Gene ontology (GO) and KEGG pathwayenrichment analysis for network modules were performed using the Database for Annotation, Visualization and Integrated Discovery (DAVID)15. In DAVID, an overrepresentation of a term is defined as a modified Fisher’s exact P value with an adjustment for multiple tests using Benjamini method.

In addition, we related interesting modules to biological curated gene sets on the basis of Enrichr (http://amp.pharm.mssm.edu/Enrichr), which currently contains a large collection of diverse gene set libraries available for analysis53. In Enrichr, apart from the Fisher exact test used in most gene list enrichment analyses, a z-score test statistics capture the deviation from the expected rank by the Fisher exact test. Then, a combined score evaluating the enrichment was computed as follows: C = log(p)Z. Where C indicates the combined score, p is the p-value computed using the Fisher exact test, and Z is the z-score computed by assessing the deviation from the expected rank.

Ethical considerations

All the experiments protocols involving humans and animals were approved by the Human Ethics Committee of the affiliated hospital of Hangzhou Normal University. Methods were carried out in accordance with the approved guidelines and regulation. Written informed consent was obtained from all participants. Appropriate care was given to all animals included for experiments.

Patients

The criteria for NAFLD were based on those recommended by the Chinese Liver Disease Association. Liver biopsies from NAFLD patients with different stages of fibrosis, identified between Feb 2013 and Oct 2016 in the Department of Liver Diseases, affiliated hospital of Hangzhou Normal University, China was collected and stored at −80 °C before analysis. Paraffin embedded liver tissues were used for immunohistochemistry (IHC).

Animal studies

Four-week-old male ApoE−/− mices were purchased from Model Animal Research Center of Nanjing University (Nanjing, China). All mices were bred in a specific pathogen-free facility and maintained in a 12-hour light-dark-cycle at room temperature and fed ad libitum. The mices were divided into two groups and allocated into either a normal Chow-diet (Normal group) or high fat high cholesterol-diet (HFHC group). HFHC diet was from Research Diets, New Brunswick (D12079B; Research Diets New Brunswick, NJ). At the end of the experiments, a part of the liver tissue was fixed with 10% formaldehyde and the remaining liver was snap frozen.

Liver histology

Formalin-fixed liver tissue was processed into 4 μm thick paraffin sections and stained with hematoxylin and eosin (HE) and Masson’s staining. Degree of NAFLD activity score (NAS) were scored according to NASH clinical research network (CRN) scoring system.

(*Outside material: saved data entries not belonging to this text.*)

PR #2122, opened 2023-01-29
[Base] Set the path for posix file info

hd-genius:
Partial fix for #2119. The path to the file was not being set on posix devices and was preventing fragment files from being opened.


Triang3l (changes requested):
Please `--amend` the `[Base] ` prefix to the commit message.

PR #2131, opened 2023-02-19
[vfs dump] Use source as out if out isn't provided

Margen67:


gibbed (commented):
Would this not try to immediately create a new directory with the same name as the original file, and always fail?

PR #2132, opened 2023-02-20
[XAM] xeXamContentCreate - Disposition cleanup

Gliniak:


src/xenia/kernel/xam/xam_content.cc
```diff
@@ -116,6 +116,8 @@ dword_result_t XamContentCreateEnumerator_entry(
 }
 DECLARE_XAM_EXPORT1(XamContentCreateEnumerator, kContent, kImplemented);
 
+enum class kDispositionState : uint32_t { Unknown = 0, Create = 1, Open = 2 };
```
Triang3l, line 119: I guess it's a bit too late oof… But generally in Xenia, the `k` prefix is used for the values rather than the type itself.

Triang3l (changes requested):

src/xenia/kernel/xam/xam_content.cc
Gliniak: Ohhh... My bad, not sure why I did it that way 🤔
Well, it's still easy to change and doesn't affect anything, so no big deal

PR #2135, opened 2023-02-25
[UI] Allow loading custom font

Gliniak:
- Unified font size to 12. This causes default UI to look a bit bigger
- Set oversample to 2 to make font more readable (especially custom fonts)


src/xenia/ui/imgui_drawer.cc
```diff
@@ -218,6 +192,58 @@ std::optional<ImGuiKey> ImGuiDrawer::VirtualKeyToImGuiKey(VirtualKey vkey) {
...
+
+  if (io.Fonts->Fonts.empty()) {
+    io.Fonts->AddFontFromMemoryCompressedBase85TTF(
+        kProggyTinyCompressedDataBase85, default_font_size, &font_config,
+        io.Fonts->GetGlyphRangesDefault());
+  }
+
+  // TODO(benvanik): jp font on other platforms?
+  // https://github.com/Koruri/kibitaki looks really good, but is 1.5MiB.
+  const char* jp_font_path = "C:\\Windows\\Fonts\\msgothic.ttc";
```
Margen67, line 232: This should use the `windir` environment variable.

Gliniak: Done, but in a way less prone to errors

gandalfthewhite19890404:
Hello!
Can you add more glyph ranges - not only Latin?

Gliniak:
Sure (at least on windows), do you know font that looks good and support these characters?

gandalfthewhite19890404:
> 

SegoeUI, Arial, Times New Roman.
There many of them, if some font does not have needed symbols - there will be a question marks. So adding glyphs to sources is safe change. If I talk wrong things - sorry, make edits.

Gliniak:
Not sure what's a better idea there.
To assume that custom font might include them or to always load another font that will contain them?

gandalfthewhite19890404:
What if bundle with emulator some free nice looking font as default, for example Koruri, it could be big - size is an issue?
And let user to choose his own font if he wants?

Gliniak:
I will suggest similar solution that is used in canary.

Priority of font loading:
1. Custom font
2. (on windows only) Tahoma from fonts directory

If no font is loaded then load default font.

+ at the end always load Japanese font

How Tahoma looks like (with font set to 16)
obraz

gandalfthewhite19890404:
Brilliant! Thank you very much!!!

src/xenia/ui/imgui_drawer.cc
```diff
@@ -218,6 +196,130 @@ std::optional<ImGuiKey> ImGuiDrawer::VirtualKeyToImGuiKey(VirtualKey vkey) {
...
+};
+
+const std::filesystem::path ImGuiDrawer::GetWindowsFont(std::string font_name) {
+  std::filesystem::path font_path = "";
+
+#if XE_PLATFORM_WIN32
+  PWSTR fonts_dir;
+  HRESULT result = SHGetKnownFolderPath(FOLDERID_Fonts, 0, NULL, &fonts_dir);
+  if (FAILED(result)) {
+    CoTaskMemFree(static_cast<void*>(fonts_dir));
```
Triang3l, line 214: `fonts_dir` would likely (though I'm not entirely sure about this specific case, of course) only be initialized if the function has succeeded, this freeing may cause a crash.

src/xenia/ui/imgui_drawer.cc
```diff
@@ -218,6 +196,130 @@ std::optional<ImGuiKey> ImGuiDrawer::VirtualKeyToImGuiKey(VirtualKey vkey) {
...
+    return "";
+  }
+
+  font_path = std::wstring(fonts_dir);
+  CoTaskMemFree(static_cast<void*>(fonts_dir));
+#endif
+  font_path.append(font_name);
```
Triang3l, line 221: A blank line above this line would make the code visually more structured.

src/xenia/ui/imgui_drawer.cc
```diff
@@ -218,6 +196,130 @@ std::optional<ImGuiKey> ImGuiDrawer::VirtualKeyToImGuiKey(VirtualKey vkey) {
...
 
+static const ImWchar font_glyph_ranges[] = {
+    0x0020, 0x00FF,  // Basic Latin + Latin Supplement
+    0x0370, 0x03FF,  // Greek
+    0x0400, 0x044F,  // Cyrillic
+    0x2000, 0x206F,  // General Punctuation
+    0,
+};
+
+const std::filesystem::path ImGuiDrawer::GetWindowsFont(std::string font_name) {
```
Triang3l, line 207: I think this might have been more platform-independent as other operating systems also have their own font storages, and possibly accepting the name (family, weight, italic, etc. possibly) of the font with the necessary lookups in the OS rather than directly the file name. The fallback behavior is also pretty non-obvious in this function. On Windows, it returns an empty path if it has failed to obtain the system fonts directory. However, on other platforms, it just silently tries to get the path from the working directory instead.

src/xenia/ui/imgui_drawer.cc
```diff
@@ -218,6 +196,130 @@ std::optional<ImGuiKey> ImGuiDrawer::VirtualKeyToImGuiKey(VirtualKey vkey) {
...
+  }
+  return true;
+}
+
+bool ImGuiDrawer::LoadWindowsFont(ImGuiIO& io, ImFontConfig& font_config,
+                                  const float font_size) {
+  const std::filesystem::path font_path = GetWindowsFont("tahoma.ttf");
+  if (!std::filesystem::exists(font_path)) {
+    XELOGW(
+        "Unable to find tahoma font in Windows fonts directory. Switching to "
```
Triang3l, line 258: tahoma → Tahoma

Triang3l (changes requested):

src/xenia/ui/imgui_drawer.cc
Gliniak: https://learn.microsoft.com/en-us/windows/win32/api/shlobj_core/nf-shlobj_core-shgetknownfolderpath

``The calling process is responsible for freeing this resource once it is no longer needed by calling [CoTaskMemFree](https://learn.microsoft.com/en-us/windows/desktop/api/combaseapi/nf-combaseapi-cotaskmemfree), whether SHGetKnownFolderPath succeeds or not``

Quantitative real-time PCR

Hepatic mRNA levels were analyzed by qRT-PCR using a 7900 Real Time PCR System (Applied Biosystems, USA). The RNA was isolated with TRIzol (Invitrogen, USA). cDNA was synthesized using 2 μg of total RNA with PrimeScript™ Reverse Transcriptase (Takara). Amplification reactions were performed using the SYBR® Premix Ex Taq kit (Takara) and 0.2 µM of gene specific primers (Supplementary File 1 Table S2) and PCR products were verified by melting curve analysis. The relative quantification expression was calculated using the delta-delta Ct method with each gene normalized to GAPDH.